Compilados de O Paraíso são os outros - Valter Hugo Mãe

Reler Valter Hugo Mãe nestes dias difíceis é como acalentar a alma e o coração.

Na primeira vez que li este livro estava com um olhar direcionado para alguns significados, hoje, relendo, enxerguei outros.

Alguns trechos desta segunda leitura me fizeram pensar na crise atual em que estamos vivendo.
O primeiro, vem como uma avalanche que destrói quase tudo o que se havia construído ou estava em construção, os planos, os sonhos, o que estava posto:

“A esperança parece inventada pela espera. Eu não sei esperar. Todos os dias me assusto por não ter esperança. Quero muito ter.”

Não ter esperança assusta, ela é um dos maiores combustíveis que nos guiam, mas, também sei, que momentos de caos podem realizar movimentos de total reconstrução, e de certa forma, consigo com um pouco de esforço, pensar que os beija-flores que estão vindo à minha janela com mais frequência, e os bem-te-vis que tenho ouvido cantar não podem ser fruto de mera coincidência.

“Acho que invento a felicidade para compor todas as coisas e não haver preocupações desnecessárias. E inventar algo bom é melhor que aceitarmos como definitiva uma qualquer realidade má. A felicidade também é estarmos preocupados só com aquilo que é importante. O importante é desenvolvermos coisas boas, das de pensar, sentir ou fazer”.

A angústia e o luto antecipado que a crise nos desperta deve ficar por um tempo em nossas vidas, e é preciso e importante que isso aconteça. Precisamos sofrer a dor. Sem saber como ela é não poderemos inventar de novo a felicidade.
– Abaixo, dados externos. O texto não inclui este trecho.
PR #472, opened 2026-08-20
feat: capture Android ANRs for diagnostics

ianmeyer:
Stacked on #471. Capture Android ANRs for SDK diagnostics so a prior-session hang can be reported with the same schema as crash (`analytics.anr` counter + event, `report` property).

### Describe the solution
Two catchers behind `createAnrCatcher()`:
* **API 30+:** `ApplicationExitInfo` unread `REASON_ANR` exits, claimed once under a process-wide mutex so concurrent Amplitude instances do not double-count.
* **Pre-30:** main-thread watchdog that pings every 2s and persists if a ping is unanswered for 5s.

Watchers are installed in `initWatchers()` next to crash capture. Consume is suspend I/O on the storage dispatcher at the call site; persist on the watchdog stays synchronous. A pending legacy report after an OS upgrade to 11+ is not drained (one-off).

* `./gradlew :android:testDebugUnitTest --tests com.amplitude.android.anr.*`
* Sample app **ANR** button (`Thread.sleep(10_000)` on main) on an API 29 emulator, then relaunch and confirm `analytics.anr` in diagnostics when sampled in.
* On API 31+, force an ANR, relaunch, confirm AEI-backed report.

Depends on #471.

### Checklist

---

> [!NOTE]
> **Medium Risk**
> Introduces a process-wide background watchdog and startup I/O on all API levels; reports can contain stack traces, similar to existing crash diagnostics but with extra runtime overhead on pre-Android 11.
> 
> **Overview**
> Adds **prior-session ANR reporting** to the Android SDK, wired like existing crash capture: an `AnrCatcher` is started in `initWatchers()`, reports are consumed during `buildInternal()`, and each is sent via `diagnosticsClient.recordAnr` as an **`analytics.anr`** counter plus event with a **`report`** property.
> 
> **API 30+** uses `ApplicationExitInfo` (`REASON_ANR`), tracks the last consumed exit timestamp so each ANR is reported once (mutex for concurrent Amplitude instances), and includes bounded trace text. **Below API 30**, a process-wide main-thread watchdog pings every 2s and synchronously persists a truncated thread dump after ~5s of no response; the legacy file is read on the next launch.
> 
> `detachWatchers()` now tears down the legacy watchdog when the owning instance retires. The sample app gains an **ANR** button that blocks the main thread for manual testing.
> 
> <sup>Reviewed by [Cursor Bugbot](https://cursor.com/bugbot) for commit 9b91ae295cf29e56e9cbe8f4293c8e91ea59fc8c. Bugbot is set up for automated code reviews on this repo. Configure [here](https://www.cursor.com/dashboard/bugbot).</sup>

### DIFF
--- a/android/src/main/java/com/amplitude/android/Amplitude.kt
+++ b/android/src/main/java/com/amplitude/android/Amplitude.kt
@@ -2,6 +2,9 @@ package com.amplitude.android
 
 import android.app.Application
 import android.content.Context
+import com.amplitude.android.anr.AnrCatcher
+import com.amplitude.android.anr.createAnrCatcher
+import com.amplitude.android.anr.recordAnr
 import com.amplitude.android.crash.CrashCatcher
 import com.amplitude.android.crash.CrashTrackingRemoteConfig
 import com.amplitude.android.crash.recordCrash
@@ -55,11 +58,18 @@ public open class Amplitude internal constructor(
     // Assigned in [initWatchers], after configuration validation and before any other
     // initialization, so the handler covers SDK init without leaking on invalid config.
     private lateinit var crashCatcher: CrashCatcher
+    private lateinit var anrCatcher: AnrCatcher
 
     override fun initWatchers() {
+        val androidConfig = configuration as Configuration
         crashCatcher =
             CrashCatcher(
-                context = (configuration as Configuration).context,
+                context = androidConfig.context,
+                ioDispatcher = storageIODispatcher,
+            )
+        anrCatcher =
+            createAnrCatcher(
+                context = androidConfig.context,
                 ioDispatcher = storageIODispatcher,
                 diagnosticsClientLazy = lazy { diagnosticsClient },
                 crashTrackingRemoteConfigLazy = lazy { crashTrackingRemoteConfig },
@@ -159,6 +169,9 @@ public open class Amplitude internal constructor(
             AmplitudeRegistry.runIfActive(this) {
                 diagnosticsClient.recordCrash(previousCrash)
             }
+        }
+        anrCatcher.consumePreviousAnrs().forEach { previousAnr ->
+            diagnosticsClient.recordAnr(previousAnr)
         }
 
         val migrationManager = MigrationManager(this)
--- a/android/src/main/java/com/amplitude/android/Amplitude.kt
+++ b/android/src/main/java/com/amplitude/android/Amplitude.kt
@@ -255,6 +255,10 @@ public open class Amplitude internal constructor(
             runCatching { crashCatcher.detach() }
                 .onFailure { logger.warn("Failed to detach the crash handler: $it") }
         }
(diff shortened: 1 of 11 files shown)


android/src/main/java/com/amplitude/android/Amplitude.kt
```diff
@@ -55,15 +58,22 @@ public open class Amplitude internal constructor(
...
         crashCatcher =
             CrashCatcher(
-                context = (configuration as Configuration).context,
+                context = androidConfig.context,
                 ioDispatcher = storageIODispatcher,
                 diagnosticsClientLazy = lazy { diagnosticsClient },
                 crashTrackingRemoteConfigLazy = lazy { crashTrackingRemoteConfig },
             )
+        anrCatcher =
+            createAnrCatcher(
```
sojingle, line 73: Compared with CrashCatcher, ANR seems to have even higher runtime overhead, so it should probably also be gated like CrashCatcher (enabled, sampleRate > 0, availabilities)

android/src/main/java/com/amplitude/android/anr/LegacyAnrCatcher.kt
```diff
@@ -0,0 +1,140 @@
...
+                    val running = watchdogThread
+                    watchdogThread = null
+                    activeCatcher = null
+                    running
+                }
+            thread?.interrupt()
+            thread?.join(1_000)
+        }
+
+        private fun runWatchdog() {
```
sojingle, line 97: Should we consider stopping continuous monitoring after switching to the background?

android/src/main/java/com/amplitude/android/anr/AnrStorage.kt
```diff
@@ -0,0 +1,136 @@
...
+                } catch (_: Exception) {
+                    0L
+                }
+            }
+        }
+
+    suspend fun saveLastAeiTimestamp(timestamp: Long) {
+        withContext(ioDispatcher) {
+            synchronized(fileLock) {
+                File(directory, AEI_TIMESTAMP_FILE_NAME).writeText(timestamp.toString())
```
sojingle, line 86: try/catch this?

android/src/main/java/com/amplitude/android/anr/AnrStorage.kt
```diff
@@ -0,0 +1,136 @@
...
+internal class AnrStorage(
+    private val appContext: Context,
+    private val ioDispatcher: CoroutineDispatcher,
+) {
+    val directory: File by lazy {
+        File(
+            appContext.getDir("amplitude", Context.MODE_PRIVATE),
+            STORAGE_PREFIX,
+        ).also {
+            it.mkdirs()
```
sojingle, line 28: Should try/catch this. If it throws, it has a chance to stop the SDK from initializing through `consumePreviousAnr`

Estamos confinados, em nossas casas, sozinhos, ou com algumas pessoas, mas que não têm acesso ao nosso mundo interno, e cada um está tentando sobreviver ao que sente.

Não sei se mais difícil ou não, é o isolamento. Não poder ter contato com as pessoas que amamos e que queríamos ter por perto. Provavelmente, seria mais fácil passar por isso em um encontro em família, em uma reunião com todos juntos, num churrasco com amigos, mas não podemos. Isolar neste momento, é cuidar. Cuidar do outro e cuidar de nós.

Escrevendo este texto e tentando digerir o que está passando aqui dentro, faço um movimento de olhar para a minha desesperança, solitária e devagarinho garimpar pequenas partículas de lições. Ainda que muito pequenas.

Mas, diante de tantos sentimentos e sensações, enfatizo que este final está dentro de mim:

“Estou cada vez mais certa de que o paraíso são os outros. Vi num livro para adultos. Li só isso: o paraíso são os outros. A nossa felicidade dependendo alguém. Eu compreendo bem”.

“Mães, pais, filhos, outra família e amigos, todas as pessoas são a felicidade de alguém, porque a solidão é uma perda de sentido que faz pouca coisa valer a pena”.

Solidão, medo, saudade, quantos sentimentos estamos reaprendendo a sentir. Talvez eles estiveram tão adormecidos que o oposto deles, não eram valorizados. E as pessoas também.

Que devagarinho os beija-flores e bem-te-vis possam voltar a nos tocar com sua presença e canto. Pode ser que a mudança do movimento externo, diminuição de poluição, barulho, aglomerações, estejam trazendo-os de volta, mas, também, pode ser que não os ouvíamos mais.